I don't know why they don't call red cabbage purple. I mean, look at that rich color!

The second I cut in to it I just stopped, then immediately went to find a camera to document its colorful innards.

It has been my personal goal to cram as many fresh vegetables into Jimmy's body as humanly possible before he goes back to his frozen dinner habits once I leave (happily, they're things like these burritos, which I can get behind). Accordingly, the vast majority of my dinners have come from Chez Panisse Vegetables.

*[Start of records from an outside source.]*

PR #1001, opened 2024-10-19
docs: add mac launch agent guide

cdaein:
From #999 

Instructions for Mac LaunchAgent so the Shiori server will start at login and also set the environment variable to keep the login state.

Note:
I tested on my Mac but it would be nice if someone else can also do a test to make sure.


cdaein:
My bad. found some typo errors. will create another one.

I was looking for something quick and filling after an Argentine tango lesson one Thursday night and my eyes landed on the seductive-sounding Warm Cabbage, Apple and Onion Slaw.

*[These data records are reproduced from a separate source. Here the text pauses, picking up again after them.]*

PR #1023, opened 2024-12-09
feat: allow import of newer pocket data export files in csv format

melnary:
Recently Pocket changed the format of their data export function, switching from HTML files to a zipped folder containing CSV files, delivered in parts of up to 10000 bookmarks.
Other bookmark managers were also affected by this, as seen here: https://github.com/hoarder-app/hoarder/issues/570

This patch allows the `pocket` sub-command to handle these files correctly, expanding it's functionality to import both HTML and CSV files, as I believe the ability to import older exports may still be useful. This is done by a simple file extension check, which I think will suffice for most users.

Note that the command still does not process the multiple part files explicitly, so the user has to import them one by one, which I don't think will be too much of a hassle for the user either way. :)

I would appreciate it if someone could test this patch on an older HTML file (or give me one so I could test it myself :3), as I was only able to test it with my own CSV export.

### DIFF
--- a/internal/cmd/pocket.go
+++ b/internal/cmd/pocket.go
@@ -1,14 +1,21 @@
 package cmd
 
 import (
+	"context"
+	"encoding/csv"
+	"errors"
 	"fmt"
 	"os"
+	"path/filepath"
+	"regexp"
+	"slices"
 	"strconv"
 	"strings"
 	"time"
 
 	"github.com/PuerkitoBio/goquery"
 	"github.com/go-shiori/shiori/internal/core"
+	"github.com/go-shiori/shiori/internal/database"
 	"github.com/go-shiori/shiori/internal/model"
 	"github.com/spf13/cobra"
 )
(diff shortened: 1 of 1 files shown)


fmartingr:
Hey @melnary, thanks for the contribution! I'm not super famiiar with pocket and their exports so for me if you tested it it's good to go. Can you take a look at the CI errors and correct them though?

melnary:
@fmartingr Hi! I was wondering where the CI was at :3
Do we have something to address coverage in the cmd package?

fmartingr:
Dont worry about coverage, the linter errors are here: https://github.com/go-shiori/shiori/actions/runs/12276136781/job/34257042686#step:3:1

melnary:
@fmartingr Please approve the workflows again, my local linter is reporting no errors, should be good to go!

melnary:
Ah and one more thing! I did manage to track down an [older HTML export file](https://github.com/mufidu/pocket-to-markdown/blob/master/ril_export.html), to make sure that I didn't end up breaking the HTML import feature, luckily it all still works smoothly!

fmartingr:
> Ah and one more thing! I did manage to track down an [older HTML export file](https://github.com/mufidu/pocket-to-markdown/blob/master/ril_export.html), to make sure that I didn't end up breaking the HTML import feature, luckily it all still works smoothly!

That's awesome!

fmartingr (approved):
Thank you for the contribution!

Panphico:
Hi, thank you all for the patch. However, this patch use a mandatory "cursor" field (Invalid CSV format. Header must be: title,url,time_added,cursor,tags,status) that is not in my pocket extract. Could you make this field optional please ?

PR #680, opened 2026-08-16
fix: push projection down in the Iceberg FDW (~5x on wide tables)

OffgridwithJD:
## Push projection down in the Iceberg foreign-data wrapper

Audit finding #9 (optimization). The wrapper decoded **every column of every surviving file** regardless of the query's projection, so a narrow `SELECT` over a wide table read and threw away most of its work.

### Fix
The reader already supports projection (the `needTop` mask skips an unreferenced column's chunk entirely; the native Parquet FDW uses it) — the Iceberg path just passed NULL. This threads an optional `needTop` through `pq_read_file_into` -> `PgColumnarReadParquetByFieldIdNM` -> `PgColumnarIcebergScanCore`; **every existing caller passes NULL**, so nothing else changes. `GetForeignPlan` records the attributes the output (`baserel->reltarget->exprs`) and the recheck quals reference; `BeginForeignScan` expands that to the mask.

### Correctness (bench, PG 18.4)
`test/iceberg_fdw_projection.sh` compares every projection shape against bare `iceberg_scan` on a wide fixture: one column, several columns, whole row, count-only, and — the subtle case — **a filter on an unselected column** (its column must still be decoded for the recheck). All 7 match. `iceberg_fdw`, `iceberg_scan`, `iceberg_deletes`, and the Parquet suites (`native_parquet_fdw`, `fuzz_parquet`, `arrow_import`, `import_deferred`, `native_parquet_multifile`) all still pass across the reader-signature change.

### Performance (A/B, same query fixed vs unfixed)
40-column, 300k-row Iceberg table, interleaved:
- `count(c0)` (1 of 40 columns): **2071ms unfixed -> 374ms fixed, ~5.5x faster**.
- `count(c0||c39)` (2 of 40): 2304ms -> 651ms, ~3.5x faster.

On the unfixed build a narrow and a wide scan cost the same (all columns decoded); on the fix they scale with the columns actually referenced. Output identical on both.


jdatcmd (approved):
Approve. Verified correctness on the bench (PG 18.4), with a focus on the shared-reader change and the subtle recheck case.

- The mask unions the right two sources: GetForeignPlan does pull_varattnos(baserel->reltarget->exprs) AND pull_varattnos(scan_clauses), so a column referenced only by a recheck qual is decoded even when it is not selected. needTop == NULL means decode-all, so every existing caller of pq_read_file_into / PgColumnarReadParquetByFieldIdNM / PgColumnarIcebergScanCore is unchanged.
- Output unchanged: iceberg_fdw_projection.sh matches bare iceberg_scan on all 7 shapes (one col, several, whole row, count-only, filter-on-unselected, select-one-filter-another).
- I proved the recheck-column handling is load-bearing and the test is non-vacuous: dropping the pull_varattnos(scan_clauses) line reds exactly the two filter-on-unselected arms (got [] want [c1r10] / [c2r5,c2r6]) and nothing else. That is the exact silent-wrong-rows failure this needs to guard, and the test catches it.
- No regression across the reader-signature change: iceberg_fdw, iceberg_scan, iceberg_deletes, native_parquet_fdw, native_parquet_multifile, arrow_import, import_deferred all pass.

The ~5x is structurally sound (a narrow scan now decodes only referenced columns). Good to merge. Note: this branch stacks on #679 (now merged), so it will want a rebase on current main to drop those files and the CHANGELOG/run_all_versions overlap.

Issue #434, opened 2026-08-05
Index-fetch penalty collapses to zero on a correlated index, and the custom scan is priced as if zone maps did not exist


OffgridwithJD:
From the same external validation report as #433. The two compound: #433 makes the index
fetch catastrophically expensive, and this makes the planner choose it.

## The symptom

500,000 rows, 9 columns, 1 KiB incompressible payload, 511 MB, btree on a bigint sequence.
One query, `WHERE chain_seq > 400000 GROUP BY record_type`, about 100k rows:

```
HashAggregate  (cost=33096.12..33096.17 rows=5 width=14)
  ->  Index Scan using rec_default_seq_idx on rec_default  (cost=0.42..32589.97 rows=101231)
```

| plan | time |
|---|---:|
| **the planner's own choice** (index scan) | **>300 s, cancelled** |
| `enable_indexscan=off` (custom scan, zone maps) | **59.7 ms** |
| heap | 52.1 ms |

The planner declines a plan that is at least **5,000x faster**. The reporter measured the
same shape at 33 minutes against 76 ms.

## Two causes, and the first is not what the report said

The report says "the TAM's random-fetch cost is drastically underestimated". The penalty
**exists** and defaults on: `pgcolumnar.enable_index_fetch_penalty`, declared
`src/columnar.h:185`, formula `src/columnar_customscan.c:685-746`, applied `:840-947`,
capped at 20x a full scan (`:753`, `:885`). Issue **#355** is exactly that claim and it is
closed. For a **scattered** index it now over-estimates by design and correctly picks the
custom scan.

What actually happens on this shape:

**1. The penalty collapses to nothing on a correlated index.** The `rho * rho`
interpolation at `columnar_customscan.c:720` drives `groups_decoded` toward `groups_min`,
about 1, when the index is well correlated with physical order. The penalty becomes a
rounding error, on exactly the tables where sequential keys make it look most attractive.
The formula was verified to the cent on a clustered fixture, so this is the model working
as written rather than a bug in the arithmetic.

**2. The custom scan is priced as a full scan.** `columnar_customscan.c:1033` never models
zone-map pruning, so the alternative is quoted at its worst case while the index scan is
quoted at its best. Measured on a correlated index: index scan priced 4,180 and ran 4.8 s;
custom scan priced 185,002 and ran 1.2 s. **Priced 44x cheaper, ran 4x slower.**

The penalty vanishes precisely where pruning works best, which is the same relation for
both causes.

[...]

PR #12, opened 2026-07-19
Gap 25: bloom filters for deterministic-collation text columns

jdatcmd:
Stacked on the hardening PR. Implements design/gaps/25.

Extends per-chunk bloom filters (I7) from non-collatable types to collatable types under **deterministic** collations (text, varchar), hashing under the column's collation on build and probe; nondeterministic collations stay unbloomed. Safe because a differently-collated predicate is never pushed as a scan key, so the constant hashes consistently with stored values.

Tests: differential (222) incl. text present/absent, C collation, and a mismatched explicit COLLATE that must stay correct; audit collation test still passes. Green on pg13/pg17/pg19.

🤖 Generated with [Claude Code](https://claude.com/claude-code)

PR #681, opened 2026-08-16
fix: share full-scan cost with the grouped vector-agg fallback (#12)

OffgridwithJD:
## Share the columnar full-scan cost with the grouped vector-agg fallback

Audit finding #12 (modularity, and a narrow cost-correctness bug).

The full-scan cost formula was duplicated. `PgColumnarSetRelPathlist` prices the columnar scan node with three refinements over the inherited seqscan number: projected-width I/O scaling (#171), per-column decode CPU (#503), and zone-map survival scaling of the run (#434). But `PgColumnarTryGroupAggPath` in `columnar_vector.c`, when **no serial scan path survives** `add_path` (the common case once a Gather dominates), priced its input with the **bare seqscan formula** — missing all three. So on a wide, low-pruning table the grouped-agg node under-priced its input and could beat a faster parallel Agg.

### Fix
Extract the refinement into one `pgcolumnar_refined_scan_cost()`. `SetRelPathlist` now calls it (a **literal, behavior-identical** extraction); the `vector.c` fallback calls it too, so it prices its input exactly as the real scan does.

### Proof (bench, PG 18.4)
- **No behavior change** where none is intended: `analyze_stats` (pins #171), `scan_decode_cost`, `column_projection`, `native_index_projection`, `native_vecdecode`, `native_fastdecode`, `native_groupagg`, `native_agg`, `parallel_vector_agg`, `rewrite_group_scan`, `native_agg_deletes` all pass — the `SetRelPathlist` extraction is identical.
- **The fallback path is exercised and correct**: `test/native_groupagg_wide_cost.sh` forces the fold path on a wide (25-column) table and asserts the grouped result equals a plain aggregate. Registered in `run_all_versions.sh`.

This is the last of the six optimization/modularity audit findings.


jdatcmd (approved):
Approve. Verified on the bench (PG 18.4).

- Wiring confirmed: pgcolumnar_refined_scan_cost is defined in customscan.c and called from both PgColumnarSetRelPathlist (the extraction) and columnar_vector.c:1741 (the grouped-agg no-serial-survivor fallback that previously used the bare seqscan formula). The helper carries all three refinements (#171 projected-width I/O, #503 per-column decode CPU, #434 zone-map survival), so the fallback now prices its input exactly as the real scan does.
- The SetRelPathlist extraction is behavior-identical: scan_decode_cost, zonemap_cost, analyze_stats (pins #171), column_projection, native_groupagg, parallel_vector_agg, native_agg, rewrite_group_scan all pass -- a changed term would have moved those costs and reddened them.
- native_groupagg_wide_cost forces the fold path on a 25-column table and the fold result matches a plain aggregate.

One observation, non-blocking: the new test proves the fallback path produces correct results, but it does not directly assert that the fallback's COST is now the refined one (the actual #12 change) -- that rests on the shared-helper construction (the same, proven-identical, helper). A plan-choice or cost-delta assertion would guard it directly, but cost assertions are fragile and the construction argument is sound, so I would not block on it. Good to merge.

It was the perfect thing to warm us up what with the brutally cold weather we were having. The crisp cabbage played against the silky texture of the onions, while the sweetness of the apples went perfectly with the vinegar's much-needed kick of acidity.

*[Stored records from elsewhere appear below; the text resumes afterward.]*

PR #10, opened 2026-07-19
docs + benchmarks for the encoding/execution roadmap (I1-I8)

jdatcmd:
Stacked on #9 (I8). Documentation and benchmark refresh for the whole roadmap.

- **README**: feature list (encodings, compressed execution, bloom skipping, typed vectorized predicates, late materialization), new GUCs, updated limitations, and refreshed benchmark numbers.
- **docs/ARCHITECTURE**: new `columnar_encoding.c` and `columnar_bloom.c` module entries; reader/scan/vector entries updated for encoding decode, compressed execution, bloom probing, and late materialization.
- **design/IMPROVEMENT_PLAN**: status banner — I1–I8 implemented.
- **PROVENANCE**: clean-room record for I1–I8.
- **bench/sample_output_pg17.txt**: format-2.1 run (pg17 non-assert, 3M rows).

Highlights from the refreshed benchmark: table-only size heap **289 MB** vs columnar **40 MB** (encodings only) / **24 MB** (encodings + zstd); sum/avg ~2x, skippable filtered aggregate ~6.5x, wide projection ~5.7x; **point lookup ~2.35 ms** (down from hundreds of ms before the encoding work); vectorization ~2.8x on aggregates.

🤖 Generated with [Claude Code](https://claude.com/claude-code)

PR #682, opened 2026-08-16
perf: batch fold iterates needed columns, not all natts (#10)

OffgridwithJD:
## Iterate the needed columns in the batch fold, not all of them

Audit finding #10 (optimization).

`pgcolumnar_native_batch_fold`'s per-row loops walked `0..natts` and tested a per-column `cneeded` mask: the phase-1 gather, the three deferred-payload consume paths, and the phase-2 payload materialize. On a wide table a fold that reads a few columns paid loop-and-branch cost proportional to the whole table width, per row, and twice on a deferred group.

### Fix
Build compact `keyCols` / `payloadCols` lists once (and `phase1Cols` per group, since `deferOn` is per group) and iterate those. Each column's fold state is independent, so column order is unchanged and the transformation is behavior-identical.

### Correctness (bench, PG 18.4)
`test/native_batch_fold_projection.sh` forces the fold on a wide table and asserts its result equals a plain aggregate. It is **load-bearing**: I verified that dropping one column from the payload list makes `sum(v)` return `0` instead of `-32`, and the test catches it (RED). The existing fold suites all still pass: `parallel_vector_agg` (fires `Batch Fold: yes`), `native_agg`, `native_groupagg`, `native_agg_deletes`, `native_agg_addcolumn`, `native_vecdecode`, `rewrite_group_scan`.

### Performance (A/B, same query, fixed vs unfixed, interleaved)
A 46-column, 400k-row table, `SELECT count(*), sum(v) WHERE k < 400` (one column referenced): **~17ms unfixed -> ~13ms fixed, about 23% faster**, results identical. The win scales with the table's column count.

This is the last of the six optimization/modularity audit findings.

### DIFF
--- a/CHANGELOG.md
+++ b/CHANGELOG.md
@@ -14,6 +14,12 @@ which was true until that script existed.
 
 ### Fixed
 
+- The ungrouped batch fold's per-row gather now steps over the columns a query
+  references rather than all of a table's columns. On a wide table a scan that
+  reads a few columns walked every column per row (twice on a deferred group),
+  which is loop overhead proportional to the table width. It now iterates compact
+  key/payload lists; a 46-column single-aggregate fold measured about 23% faster
+  with no change in results. Regression test: native_batch_fold_projection.
 - The Iceberg foreign-data wrapper now pushes projection down: it decodes only
   the columns a query references (from the output list and the recheck quals),
   not every column of every surviving file. A narrow projection over a wide table
--- a/src/columnar_vector.c
+++ b/src/columnar_vector.c
@@ -3139,6 +3139,21 @@ pgcolumnar_native_batch_fold(PgColumnarAggScanState *state, Relation rel,
 	bool	   *ciskey = (bool *) palloc0(sizeof(bool) * natts);
 	Datum	   *cval = (Datum *) palloc0(sizeof(Datum) * natts);
 	bool	   *cisnull = (bool *) palloc0(sizeof(bool) * natts);
+	/*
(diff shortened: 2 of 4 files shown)


jdatcmd (approved):
Approve. This is the one I scrutinized hardest, since a wrong column list here silently corrupts aggregates. Verified on the bench (PG 18.4).

- Behavior-identical by construction: keyCols/payloadCols are built by splitting exactly the cneeded set on ciskey, so their union is the same needed set the mask covered; phase1Cols is rebuilt per group as keys + (deferOn ? nothing : payloads), matching the original per-group deferral. Each column's fold state is independent, so iterating the compact lists in column order is equivalent.
- Green across the fold shapes: native_batch_fold_projection, parallel_vector_agg (fires Batch Fold: yes), native_agg, native_groupagg, native_agg_deletes (deferred + deletes), native_agg_addcolumn, native_vecdecode, rewrite_group_scan, ungrouped_vector_agg all pass.
- The test is non-vacuous and load-bearing, verified independently: I dropped the last payload column from the compact list and the projection test reddened -- got [160000|0] vs want [160000|-32], i.e. sum(v)=0 -- while 'Batch Fold: yes actually ran' and 'ref is non-empty' both still passed. So it asserts the fold path fired AND that an under-built payload list changes the aggregate, which is the exact silent-corruption failure to guard.

The ~23% win on a wide table is the expected shape (loop/branch cost now proportional to referenced columns, not table width). Good to merge. That closes all six optimization/modularity findings, and the audit.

Pair this with a glass of bright white wine, and you're set, fortified and ready to pull out those cookbooks and clippings once again.

Warm Cabbage, Onion and Apple Slaw
Adapted from Chez Panisse Vegetables by Alice Waters

1 medium yellow onion, peeled and sliced thinly
1 medium head of red (or green) cabbage
2 large sweet apples (I think I used Fuji), peeled, cored and sliced thinly
1 Tbs. olive oil
2 tsp. white wine vinegar (to taste, I may have used a bit more)
1 Tbs. water (or more as necessary)
Salt and pepper

Tear off any of the loose outer leaves of the cabbage and discard. Cut the cabbage in half through the core, then cut out the white core section. Slice the cabbage as thinly as you can.

Heat the olive oil over medium-high heat in a large saute pan. Add the onions, and cook until they are translucent and just starting to brown. Add the apples and saute everything together for 1 minute. Add the cabbage, S&P, vinegar and water to the pan and stir to mix well. Turn the heat up to high and continue stirring until the cabbage is barely cooked through (it should retain a little crunch).

Taste and correct for seasonings, adding a bit of vinegar or S&P as necessary.

Serves 4-6 as a main.

Note: I served this by itself the first night, and it was delicious. It was also lovely alongside roasted chicken the following night. Alice Waters suggests serving it with pork or duck and playing around with different vinegars. Balsamic seems like it'd be great in this.

P.S. For those of you out there who think I'm going about this backwards, that I should go buy what's fresh and then plan my menu accordingly, try not to think too low of me. I agree with that, and as such, am doing my best to pick out recipes featuring vegetables that are in season. We all do the best we can.